PR #23016, opened 2026-08-03
fix: resolve assignment lhs in its expression scope 

### LINKED ISSUE #22988: FP `invalid left-hand side of assignment` function and enclosed var in closure same name
this only repros when the `fn` and the var which is then used in the closure have the same name
```rust
fn i() {
    let mut i = 0;
    (|| i += 1 )();
}
fn main() {}
```
^ this compiled but not for ra diagnostics:
```
at crate ra, file /tmp/ra/src/main.rs: Error RustcHardError("E0067") from LineCol { line: 2, col: 8 } to LineCol { line: 2, col: 9 }: invalid left-hand side of assignment
```

so1ve:
fixes rust-lang/rust-analyzer#22988

### DIFF
--- a/crates/hir-ty/src/infer/expr.rs
+++ b/crates/hir-ty/src/infer/expr.rs
@@ -220,15 +220,26 @@ impl<'db> InferenceContext<'db> {
         result
     }
 
-    fn is_syntactic_place_expr(&self, expr: ExprId) -> bool {
+    fn is_syntactic_place_expr(&mut self, expr: ExprId) -> bool {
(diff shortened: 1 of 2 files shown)


ChayimFriedman2 (approved):
Thanks!

*[View changes since this review](https://triagebot.infra.rust-lang.org/gh-changes-since/rust-lang/rust-analyzer/23016/17a08208b732ec9fa497322bcdfd5961e13925e1..92651c1032a66a447ccef2b6c9ff6a174e0085b0)*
━━━━━━
WHAT YOU ARE ASKED TO DO:
Provide only the count of lines in the material above that hold the word "self".

TASK OUTPUT:
2